Tutorial: Learning Kernels
Kernel methods are widely used in statistical learning. Positive definite symmetric (PDS) kernels implicitly specify an inner product in a Hilbert space where large-margin techniques are used for learning and estimation. They can be combined with algorithms such as support vector machines (SVMs) or other kernel-based algorithms to form powerful learning techniques.
But the choice of the kernel, which is critical to the success of these algorithms, is typically left to the user. To limit the risk of a poor choice of kernel, in the last decade or so, a number of publications have investigated the idea of learning the kernel from data. Rather than requesting the user to commit to a specific kernel, which may not be optimal, in particular if the user's prior knowledge about the task is poor, learning kernel methods require the user only to supply a family of kernels. The task of selecting (or learning) a kernel out of that family is then reserved to the learning algorithm which, as for standard kernel-based methods, must also use the data to choose a hypothesis in the reproducing kernel Hilbert space (RKHS) associated to the kernel selected.
This tutorial describes the main theoretical, algorithmic, and empirical results related to learning kernels obtained in the last decade, including recent progress in all of these aspects in the last few years. Our tutorial will also introduce the audience to software libraries and packages incorporating the implementation of several of the most effective learning kernel algorithms and indicate how to use these algorithms in applications to effectively improve performance.
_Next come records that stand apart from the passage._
PR #5268, opened 2020-05-08
Icons for Donut County

maxtron95:
https://store.steampowered.com/app/702670/

donut-county

donut-county-ci
donut-county-sq


palob (changes requested):
Wonderful design! The black ear parts should be reduced to this in order to avoid the outline.
ears

PR #5270, opened 2020-05-08
Icons for Forager

maxtron95:
https://store.steampowered.com/app/751780/

forager

forager-ci
forager-sq


palob (changes requested):
Could you please remove the stroke-path conversion SVG cruft blocks?

palob (approved):
This is good to go if the outline is OK.

Foggalong (changes requested):
Yeah the outline stops this being Numixy. There are a couple of other tweaks I would have suggested like changing the shape of the eyes slightly, making the mouth the open variant, and removing the bottom shadow (it looks weird without the outline) buuuuut....

Foggalong:
... in making an icon to compare it without the outline I ended up getting carried away and making those changes. It's just too cute an icon :heart_eyes: 

 forager-circle forager-square

palob (approved):

maxtron95:
@Foggalong Your icon definitely looks better than mine.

Learning kernel is a fundamental topic for kernel methods and machine learning in general. The question of selecting the appropriate kernel has been raised since the beginning of kernel methods, in particular for SVMs. Significant improvements in this area will both reduce the requirements from the users when applying machine learning techniques and help achieve better performance. Additionally, the methods used for learning kernels, including the formulation and solution to the optimization techniques, the algorithms, and the theoretical insights can be useful in other areas of machine learning, such as learning problems with data-dependent hypotheses, feature selection or feature reweighting, distance learning, transfer learning and many others. Finally, there are many interesting research questions in this area that have not been explored sufficiently yet. This tutorial will provide a convenient introduction to both standard and advanced material in this area, which will help interested researchers to investigate these questions.